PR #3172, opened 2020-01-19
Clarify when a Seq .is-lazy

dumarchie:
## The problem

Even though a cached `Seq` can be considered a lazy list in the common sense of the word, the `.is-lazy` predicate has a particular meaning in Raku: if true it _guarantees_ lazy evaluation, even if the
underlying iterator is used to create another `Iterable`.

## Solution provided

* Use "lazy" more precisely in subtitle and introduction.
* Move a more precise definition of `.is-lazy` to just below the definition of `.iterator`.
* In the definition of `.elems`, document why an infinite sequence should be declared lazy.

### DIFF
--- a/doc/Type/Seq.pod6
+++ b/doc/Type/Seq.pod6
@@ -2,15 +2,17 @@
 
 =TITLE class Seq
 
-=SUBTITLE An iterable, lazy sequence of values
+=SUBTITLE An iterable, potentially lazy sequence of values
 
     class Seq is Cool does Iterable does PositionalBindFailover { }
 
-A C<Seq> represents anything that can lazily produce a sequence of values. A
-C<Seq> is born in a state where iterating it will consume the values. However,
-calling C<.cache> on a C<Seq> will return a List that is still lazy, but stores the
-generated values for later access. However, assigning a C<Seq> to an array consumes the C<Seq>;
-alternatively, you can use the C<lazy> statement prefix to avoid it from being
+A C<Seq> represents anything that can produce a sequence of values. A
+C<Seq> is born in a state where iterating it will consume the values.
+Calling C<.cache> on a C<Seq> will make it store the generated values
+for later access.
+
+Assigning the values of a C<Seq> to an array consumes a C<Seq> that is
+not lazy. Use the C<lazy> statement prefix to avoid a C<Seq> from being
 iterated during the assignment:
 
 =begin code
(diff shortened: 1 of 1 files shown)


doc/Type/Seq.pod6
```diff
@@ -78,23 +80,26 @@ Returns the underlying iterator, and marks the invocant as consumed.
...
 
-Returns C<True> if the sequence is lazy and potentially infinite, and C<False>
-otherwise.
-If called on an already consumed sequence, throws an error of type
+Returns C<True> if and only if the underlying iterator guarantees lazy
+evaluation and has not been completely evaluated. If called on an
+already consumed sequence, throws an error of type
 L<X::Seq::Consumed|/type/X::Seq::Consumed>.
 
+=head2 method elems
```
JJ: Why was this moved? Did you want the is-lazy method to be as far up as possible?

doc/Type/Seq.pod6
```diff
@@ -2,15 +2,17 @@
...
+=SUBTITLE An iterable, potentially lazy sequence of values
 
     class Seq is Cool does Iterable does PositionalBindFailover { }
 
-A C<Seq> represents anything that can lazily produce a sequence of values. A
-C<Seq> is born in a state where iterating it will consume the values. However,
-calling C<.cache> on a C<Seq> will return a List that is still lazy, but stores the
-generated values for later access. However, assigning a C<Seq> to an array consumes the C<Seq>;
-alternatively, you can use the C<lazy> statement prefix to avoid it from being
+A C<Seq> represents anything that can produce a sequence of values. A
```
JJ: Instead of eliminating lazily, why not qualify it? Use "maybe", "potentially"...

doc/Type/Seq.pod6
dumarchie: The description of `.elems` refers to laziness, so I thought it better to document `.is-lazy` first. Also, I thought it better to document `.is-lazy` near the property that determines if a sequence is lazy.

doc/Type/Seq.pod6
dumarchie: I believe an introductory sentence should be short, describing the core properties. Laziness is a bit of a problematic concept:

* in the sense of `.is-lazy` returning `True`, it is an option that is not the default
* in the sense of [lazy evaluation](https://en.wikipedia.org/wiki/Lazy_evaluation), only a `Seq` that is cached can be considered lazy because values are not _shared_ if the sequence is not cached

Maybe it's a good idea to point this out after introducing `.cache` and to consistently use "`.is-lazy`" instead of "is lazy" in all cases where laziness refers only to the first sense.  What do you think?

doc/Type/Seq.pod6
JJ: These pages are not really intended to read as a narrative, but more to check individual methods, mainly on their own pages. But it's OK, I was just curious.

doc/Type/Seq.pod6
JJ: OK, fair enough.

* * *

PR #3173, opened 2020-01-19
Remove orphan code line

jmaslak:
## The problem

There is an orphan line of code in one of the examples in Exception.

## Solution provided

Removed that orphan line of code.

...

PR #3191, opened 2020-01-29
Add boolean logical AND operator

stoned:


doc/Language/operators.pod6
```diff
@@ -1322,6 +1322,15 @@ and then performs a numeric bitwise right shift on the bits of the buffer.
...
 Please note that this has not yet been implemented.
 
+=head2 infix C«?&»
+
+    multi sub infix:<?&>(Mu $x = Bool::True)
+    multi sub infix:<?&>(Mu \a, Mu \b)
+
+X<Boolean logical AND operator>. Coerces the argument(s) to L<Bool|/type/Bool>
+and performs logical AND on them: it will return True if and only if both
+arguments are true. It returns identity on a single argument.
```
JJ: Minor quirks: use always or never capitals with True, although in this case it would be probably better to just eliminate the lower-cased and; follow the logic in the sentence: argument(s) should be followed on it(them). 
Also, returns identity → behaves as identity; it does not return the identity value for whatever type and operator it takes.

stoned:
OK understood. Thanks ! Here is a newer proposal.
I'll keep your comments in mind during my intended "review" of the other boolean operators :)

» **Task instructions**: Above are the records. Print exactly, and only, the lines from the line with "PR #3172, opened 2020-01-19" to the line with "Even though a", both inclusive.

» **Worked solution**:
PR #3172, opened 2020-01-19
Clarify when a Seq .is-lazy

dumarchie:
## The problem

Even though a cached `Seq` can be considered a lazy list in the common sense of the word, the `.is-lazy` predicate has a particular meaning in Raku: if true it _guarantees_ lazy evaluation, even if the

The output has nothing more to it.